After four generations, there is a change in thinking and in work ethics which will pose problems for future leaders.
To understand government, one must understand the civil service. The Malaysian public services comprise around 1.6 million employees across ministries and agencies. The figure includes the military.
There is a hierarchy of rank in the public services, spanning some 25 levels from clerk to director-general and secretary-general. Civil servants are usually on tenured employment; once they are confirmed as permanent staff, they have a lifelong career and a pension at retirement. They witnessed Merdeka as adolescents, and generally had a strong work ethic, using their knowledge and experience to serve and develop the nation.Most senior positions and those in upper middle management are now in the hands of Gen X. Gen Xers also have a strong work ethic and have kept the system intact. They have tended to be more pragmatic and thus more political than their former bosses.
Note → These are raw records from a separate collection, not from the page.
Issue #5947, opened 2026-07-20
RFC: Make TMPX macro mapping publisher-owned


bokelley:
## Summary

Make TMPX macro mapping publisher-owned deployment configuration rather than provider-owned protocol data.

Identity Match providers should return ordered opaque TMPX value chunks. The router should preserve those values under the emitting `provider_id`. The publisher's adapter should map `(provider_id, chunk ordinal)` to whatever local ad-server macro, targeting key, VAST substitution, or play-log field that publisher configured.

This restores the direction described in #2203 and removes the need for a provider to know or assert names from a publisher's ad-server namespace.

## Why this is coming up

The design moved in three steps:

1. #2203 described `macro_name` as Prebid Server / publisher configuration and showed the embedded router mapping a provider's TMPX value into that local name.
2. #5689 introduced `tmpx_providers` so multiple providers' tokens would not collapse into the legacy singular `tmpx`. Its merged shape was effectively `provider_id -> opaque value`.
3. Review discussion on #5689 proposed stable provider-declared macro names and multi-chunk values. #5729 then shipped `ProviderRegistration.tmpx_macros`, provider-emitted `{name, value}` pairs, and router-forwarded names in AdCP 3.1.1.

The multi-provider and multi-chunk requirements are real. The ownership conclusion does not follow from them: ordered values can remain provider-attributed without putting the publisher's local macro namespace in the provider response.

The provider-owned shape has now also produced #5945: because providers emit names, routers need a new cross-provider security check to prevent one provider from naming another provider's slot. Publisher-owned mapping avoids that attack surface by construction; untrusted providers never supply destination names.

### Protocol data

Provider to router:

```json
{
  "type": "identity_match_response",
  "request_id": "req_123",
  "eligible_package_ids": ["pkg_1"],
  "serve_window_sec": 60,
  "tmpx_values": ["k1.part1...", "part2..."]
}
```

Router to publisher:

```json
{
  "type": "identity_match_response",
  "request_id": "req_123",
  "eligible_package_ids": ["pkg_1"],
  "serve_window_sec": 60,
  "tmpx_providers": {
    "provider_a": {
      "values": ["k1.part1...", "part2..."]
    }
  }
}
```

The exact field names are open to refinement. The important invariants are:

- Values remain opaque, URL-safe strings and preserve provider order.
- The router preserves provider attribution and chunk order.
- Providers do not emit publisher-local macro names.
[...]

Issue #5945, opened 2026-07-20
Security report moved to private advisory


ohalushchak-exadel:
This report has been moved to private security-advisory coordination under the repository security policy.

Maintainers and affected implementers will coordinate the specification and reference-implementation remediation privately before public disclosure.

bokelley:
## Triage

**Classification:** Security gap / Spec question
**Bucket(s):** spec / protocol, security-sensitive, sponsored-intelligence
**Status:** ready-for-human, security-sensitive — details withheld
**Milestone:** Spec Backlog

**What the experts said:**
- security-reviewer: Gap confirmed; private-disclosure policy (`SECURITY.md:27`) was not followed — recommend converting to a GitHub security advisory immediately.
- ad-tech-protocol-expert: New normative MUST on the router (not a clarification — fails IETF errata test); primary normative home is `specification.mdx:161` alongside existing TMPX collection MUSTs, with cross-reference in `router-architecture.mdx`; experimental-surface downgrade doesn't apply to new conformance obligations on existing participants; requires `minor` changeset + 6-week implementor notice. Note: the "synchronous fetch" option in the proposed text is incompatible with the 50ms latency budget and should be dropped — fail-closed on missing registration is sufficient.

**My take:** Experts converge: fix direction is sound, but both a spec change and an adcp-go fix are required — neither alone closes the gap ecosystem-wide. @bokelley, two calls: (1) convert this issue to a GitHub security advisory to gate further public discussion while the fix lands; (2) authorize the WG track for a `minor`-bump router MUST with the 6-week experimental-surface implementor notice.

Sibling-repo-fix-needed: `adcontextprotocol/adcp-go` — `router/router.go:659-662` — reference router appends provider-emitted TMPX entries without filtering against the provider's registered name list; must ship alongside or before the spec MUST lands.

---
Triaged by Claude Code.

---
_Generated by [Claude Code](https://claude.ai/code)_

bokelley:
Moved to the repository private security-advisory workflow. Closing this public tracker to avoid further disclosure; remediation remains active.

PR #5971, opened 2026-07-22
feat(trusted-match): publisher-owned TMPX macro mapping

ohalushchak-exadel:
## Summary

Addresses #5947 — makes TMPX macro mapping publisher-owned deployment configuration rather than provider-owned protocol data. Closes the cross-provider name-hijack surface tracked as #5945 by construction: the router never accepts a destination name from an untrusted provider.

- **Provider slot contract.** `provider-registration.json` declares `tmpx_slots: [string]` — provider-local opaque IDs (e.g. `["primary","secondary"]`), NOT ad-server macro names. Distinct providers may reuse the same `slot_id` because publisher lookup keys on `(provider_id, slot_id)`. Ordering carries the ordered-prefix invariant.
- **Split response schemas** with a shared `tmpx-chunk.json` (`{slot_id, value}`) `$ref`'d from both hops:
  - `provider-identity-match-response.json` (provider → router) carries `tmpx_chunks: [TmpxChunk]`.
  - `identity-match-response.json` (router → publisher) carries `tmpx_providers[provider_id].chunks: [TmpxChunk]`.
- **Publisher-owned config** `publisher-tmpx-config.json` — `tmpx_macro_mapping: {provider_id: {slot_id: destination}}`. Publisher's adapter reads `chunks[]`, looks up `(provider_id, chunk.slot_id) → destination`, and fails closed for that provider on that impression when the mapping is missing an entry. Startup validation surfaces the same case as a warning before serve time.
- **Hop-split enforcement.** Each response schema adds `not: {anyOf: [...]}` clauses that reject the other hop's fields, legacy carriers (`tmpx_values`, `tmpx_macros`), and envelope-extension fields (`context`, `ext`) that would otherwise leak through `additionalProperties: true`. Seventeen new fixtures in `tests/example-validation-simple.test.cjs` prove every clause rejects the wrong shape.
- **Map-key constraints.** `propertyNames` on `tmpx_providers` and both levels of `tmpx_macro_mapping` match the `provider_id` and `slot_id` charsets from the registration schemas — the three schemas cannot drift.
- **Drops `tmpx_macros`** from `provider-registration.json` — publisher-local names never travel on the wire.

## Why 3.1.x, not 3.2

**Bounded pre-production correction.** TMP has no production use yet, and this corrected shape will be in place before any 3.1 TMP production deployment ships. That fact — not a general precedent — is the primary justification: the surface exists but has no live consumers to migrate, so the "shape change costs adopters" ledger is empty in practice.

`x-status: experimental` (see `docs/reference/experimental-status.mdx` — "Inside 3.x, experimental surfaces MAY change in ways that stable surfaces cannot") is what makes the reshape technically permissible inside 3.x. The pre-production posture is what makes it practically safe. Closing #5945 in 3.2 only would leave the vulnerability in every in-support 3.1.x maintenance release with no fix path.

The change lives on the single-source schema tree, so it rolls forward into 3.2 automatically — no 3.1.x fork to maintain.

## Reviewer follow-ups addressed

- **Framing** — changeset and this section lead with the pre-production fact rather than the #5729 precedent.
- **Slot IDs** — provider-local opaque `slot_id`s replace the ordinal design. Publishers get startup drift detection and self-describing chunks; the router never sees a destination name.
- **Hop-split enforcement** — negative constraints on both schemas + 17 fixtures prove they hold. `context` and `ext` are rejected on both hops so the identity privacy boundary is schema-enforced, not description-only.
- **Map-key charsets** — `propertyNames` constraints on `tmpx_providers` and both levels of `tmpx_macro_mapping`, keyed to the `provider_id` / `slot_id` patterns in the registration and chunk schemas.

## Test plan

- [x] `npm run build:schemas` — regenerates `dist/schemas/latest/` cleanly
- [x] `npm run test:schemas` — 19/19 pass; `$ref` cross-references resolve, registry consistent, shared `tmpx-chunk.json` referenced from both hops
- [x] `npm run test:examples` — 71/71 pass, including 17 new positive + negative fixtures for the slot-ID design
- [x] `npm run test:composed`, `test:json-schema`, `test:extensions`, `test:extension-schemas`, `test:error-handling`, `test:version-envelope`, `test:migrations`, `test:build-schemas-async-response-refs`
- [x] `npm run typecheck`
- [x] `test:snippets` — no new failures; 13 pre-existing failures live in media-buy/creative task-reference docs and are unrelated to this diff
- [ ] Companion adcp-go PR must ship before #5947 is closed

## Related

- #5947 — RFC this PR addresses
- #5945 — cross-provider name-hijack surface, closed by construction here
- #5729 — the experimental TMPX shape being replaced
- #5689 — original `tmpx_providers` map


bokelley (dismissed):
This direction belongs in 3.2, not 3.1.x as a patch. The PR removes `tmpx_macros` and reshapes both experimental response hops, so it is a breaking experimental change subject to the six-week notice/next-minor rule in `docs/reference/experimental-status.mdx`; issue #5947 also explicitly says to evaluate it for 3.2. Please: (1) change the changeset from patch to minor, (2) remove the claim that it lands on 3.1.x, (3) resolve the WG decision on ordinal positions versus stable provider-local slot IDs, including semantic-drift behavior, and (4) link the companion adcp-go implementation before marking ready. The current 3.1 line needs a separate compatible security mitigation; this clean redesign should not be used to bypass the maintenance-line versioning policy.

bokelley (commented):
The core publisher-owned mapping direction looks right. I'm withdrawing my earlier objection to the patch changeset: given that TMP has not reached production and no 3.1 TMP production deployment will ship on the superseded shape, treating this as a pre-production correction in the experimental surface is defensible. The inline threads below are the remaining design/schema issues I think we should close.

Before merge, please also link the companion adcp-go implementation and confirm coordinated advisory/implementation rollout. The specification change should not get ahead of the implementation-side mitigation.

.changeset/tmp-publisher-owned-macros.md
```diff
@@ -0,0 +1,15 @@
+---
+"adcontextprotocol": patch
```
bokelley, line 2: I'm okay with `patch` here and am withdrawing my earlier request to make this `minor`. The important facts are that TMP has no production use yet and the corrected shape will be in place before any 3.1 TMP production deployment ships. Please state that pre-production fact explicitly in the changeset/PR rationale and frame this as a bounded pre-production correction, rather than relying primarily on #5729 as a general precedent for breaking patches.

static/schemas/source/trusted-match/publisher-tmpx-config.json
```diff
@@ -0,0 +1,29 @@
...
+      "additionalProperties": {
+        "type": "array",
+        "description": "Ordered destinations for this provider on this surface. Same length as, or longer than, the provider's registered TMPX chunk count (v1 cap = 2). Each entry is opaque to the protocol — it is the string the publisher's adapter substitutes into the ad request or play log.",
```
bokelley: This refers to the provider's "registered TMPX chunk count," but this PR removes the only registration-time declaration from `provider-registration.json`. That leaves publishers unable to validate the mapping at startup or detect ordinal semantic drift. Please define a registration-time slot contract. My preference is stable provider-local slot IDs, with the publisher mapping `(provider_id, slot_id)` to its local destination. A minimum viable ordinal design would need a declared maximum chunk count/contract version plus an explicit invariant that shorter responses are ordered prefixes, never shifted or sparse.

static/schemas/source/trusted-match/provider-identity-match-response.json
```diff
@@ -0,0 +1,58 @@
...
+      "maxItems": 2
+    }
+  },
+  "required": [
+    "type",
+    "request_id",
+    "eligible_package_ids",
+    "serve_window_sec"
+  ],
+  "additionalProperties": true
```
bokelley, line 65: The split schemas do not currently enforce the hop split: with `additionalProperties: true`, this provider-facing schema still accepts legacy `tmpx_macros` and router-facing `tmpx_providers`; the router-facing schema likewise accepts `tmpx_values`. The composed protocol envelope also permits `context`, despite the description saying it is intentionally omitted. Please add explicit negative constraints (or another strict composition strategy) for wrong-hop/legacy fields on both schemas, plus negative validation vectors proving those fields are rejected. Otherwise the stated benefit that each hop's obligations are expressible in JSON Schema is not actually achieved.

static/schemas/source/trusted-match/identity-match-response.json
```diff
@@ -40,59 +40,29 @@
...
-      "type": "array",
-      "description": "Provider-emitted: the identity agent's ordered TMPX chunks paired with the macro name each chunk fills. Macro names MUST be drawn from the provider's registered `tmpx_macros` list (provider-registration.json) and appear in the same order — names are part of operational setup, not protocol-synthesized. Capped at 2 chunks in v1; the cap MAY rise without a shape change. Each `value` is an opaque URL-safe wire string the publisher substitutes verbatim into the matching ad-server macro slot — publishers MUST NOT parse, decode, transform, or choose an encoding. The router collects entries from every provider that emits them into `tmpx_providers`, keyed by provider_id; consumers reading the merged response SHOULD consume `tmpx_providers` and ignore `tmpx_macros` at the root.",
-      "items": {
-        "$ref": "#/$defs/TmpxMacro"
-      },
-      "minItems": 1,
-      "maxItems": 2
-    },
     "tmpx_providers": {
       "type": "object",
```
bokelley, line 44: The description requires map keys to be valid registered `provider_id` values, but the schema accepts any property name. Please add `propertyNames` with the same `^[A-Za-z0-9_]+$` / length constraints used by `provider-registration.json`, and apply the same constraint to `publisher-tmpx-config.json`'s mapping keys. Add a negative test for invalid keys so the three schemas cannot drift.

static/schemas/source/trusted-match/provider-identity-match-response.json
ohalushchak-exadel: added `not: {anyOf: […]}` clauses on both response schemas reject the other hop’s fields plus context/ext envelope leakage

static/schemas/source/trusted-match/identity-match-response.json
ohalushchak-exadel: `propertyNames` on `tmpx_providers` and both levels of `tmpx_macro_mapping`, tied to the `provider_id`/`slot_id` patterns in registration and chunk schemas.

static/schemas/source/trusted-match/publisher-tmpx-config.json
ohalushchak-exadel: provider registers tmpx_slots: [string] (opaque provider-local IDs). Chunks are {slot_id, value} on both hops (shared tmpx-chunk.json). Publisher config is {provider_id: {slot_id: destination}} — a nested map.

.changeset/tmp-publisher-owned-macros.md
ohalushchak-exadel: updated

bokelley:
Two items remain before I think this is ready for approval:

1. **Enforce the registered slot contract at the router boundary.** The schemas can validate each `slot_id`'s shape, but they cannot prove that `tmpx_chunks[].slot_id` is an exact ordered prefix of the emitting provider's registered `tmpx_slots`. The current router text requires preserving the provider response, while the publisher-facing text only says publishers MAY reject ordering divergence. Please add a normative router requirement to reject/drop that provider's TMPX chunks atomically when the provider has no `tmpx_slots` registration or when the returned slot sequence is not an exact non-empty ordered prefix. That covers duplicate, reordered, sparse, and unregistered slots before they reach publisher mappings.

2. **Complete and reconcile the negative fixtures.** The new `not` clauses reject legacy `tmpx_values` and `tmpx_macros` on both hop schemas, but the added fixtures do not exercise those cases even though the PR says every clause is proven. I count 16 added validation calls, while the changeset says 13 fixtures and the PR description says 17. Please add the missing legacy-carrier cases and align the counts.

Before merge, please also link the companion adcp-go implementation and confirm the coordinated rollout, as previously discussed.

bokelley:
Addressed items 1 and 2 in commit 1a0889e.

**Item 1 — Router slot-contract enforcement.** Added the normative MUST requirement in two places:

- `static/schemas/source/trusted-match/provider-identity-match-response.json` — the `tmpx_chunks` description now reads: *"The router MUST validate this contract before forwarding: if the provider has no `tmpx_slots` registration, or if the chunk `slot_id` sequence is not an exact non-empty ordered prefix of the registered list (duplicate, reordered, sparse, or unregistered slot IDs), the router MUST drop that provider's chunks atomically and MUST NOT forward them into `tmpx_providers`."*
- `docs/trusted-match/router-architecture.mdx` — the TMPX collection paragraph now includes the same enforcement MUST before the publisher-naming note.

The changeset also gains a **Router slot-contract enforcement** paragraph summarising the requirement for implementers reading the release notes.

**Item 2 — Legacy-carrier fixture parity.** Added 4 missing `expectInvalid` fixtures to `tests/example-validation-simple.test.cjs`:

| Fixture | Schema |
|---|---|
| `tmpx_values` on provider→router hop | `provider-identity-match-response.json` |
| `tmpx_macros` on provider→router hop | `provider-identity-match-response.json` |
| `tmpx_values` on router→publisher hop | `identity-match-response.json` |
| `tmpx_macros` on router→publisher hop | `identity-match-response.json` |

All 6 fields in the `not` clauses on both hops now have dedicated fixtures. Total example-validation count: **75** (19/19 schema + 75/75 example, all passing locally).

The count discrepancy (@bokelley counted 16, PR description said 17, changeset said 13) is now reconciled: the PR adds **20** fixtures across both test sections, and the changeset says "twenty".

**Item 3 — adcp-go companion link.** @ohalushchak-exadel, can you link the companion adcp-go PR here? The comment asked for confirmation of coordinated rollout before merge.

---

ohalushchak-exadel:
> Addressed items 1 and 2 in commit [1a0889e](https://github.com/adcontextprotocol/adcp/commit/1a0889e2800149f089250a817f9573a3b7c73ab0).
> 
> **Item 1 — Router slot-contract enforcement.** Added the normative MUST requirement in two places:
> 
> * `static/schemas/source/trusted-match/provider-identity-match-response.json` — the `tmpx_chunks` description now reads: _"The router MUST validate this contract before forwarding: if the provider has no `tmpx_slots` registration, or if the chunk `slot_id` sequence is not an exact non-empty ordered prefix of the registered list (duplicate, reordered, sparse, or unregistered slot IDs), the router MUST drop that provider's chunks atomically and MUST NOT forward them into `tmpx_providers`."_
> * `docs/trusted-match/router-architecture.mdx` — the TMPX collection paragraph now includes the same enforcement MUST before the publisher-naming note.
> 
> The changeset also gains a **Router slot-contract enforcement** paragraph summarising the requirement for implementers reading the release notes.
> 
> **Item 2 — Legacy-carrier fixture parity.** Added 4 missing `expectInvalid` fixtures to `tests/example-validation-simple.test.cjs`:
> 
> Fixture	Schema
> `tmpx_values` on provider→router hop	`provider-identity-match-response.json`
> `tmpx_macros` on provider→router hop	`provider-identity-match-response.json`
> `tmpx_values` on router→publisher hop	`identity-match-response.json`
> `tmpx_macros` on router→publisher hop	`identity-match-response.json`
> All 6 fields in the `not` clauses on both hops now have dedicated fixtures. Total example-validation count: **75** (19/19 schema + 75/75 example, all passing locally).
> 
> The count discrepancy (@bokelley counted 16, PR description said 17, changeset said 13) is now reconciled: the PR adds **20** fixtures across both test sections, and the changeset says "twenty".
> 
> **Item 3 — adcp-go companion link.** @ohalushchak-exadel, can you link the companion adcp-go PR here? The comment asked for confirmation of coordinated rollout before merge.
> 
> _Generated by [Claude Code](https://claude.ai/code)_

@bokelley the draft for item 3 is up at https://github.com/adcontextprotocol/adcp-go/pull/427/, but need this PR to be merged and released as a version to actually update and un-draft adcp-go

Millennials see KPIs or key performance indexes as their objectives. As long as issues and objectives are clearly defined, Millennials will work towards those goals. Ambiguity is not liked.Millennials are also products of the local education system, which slants the way they see issues. The civil service is now much more a bastion of conformity and compliance. Being outspoken is not a positive trait.
Work ethics will also be very different, especially when the Gen Xers leave the top echelon of the service, over the coming decade. The next generation of the civil service may be much more rules based, than project based than it had been in the past.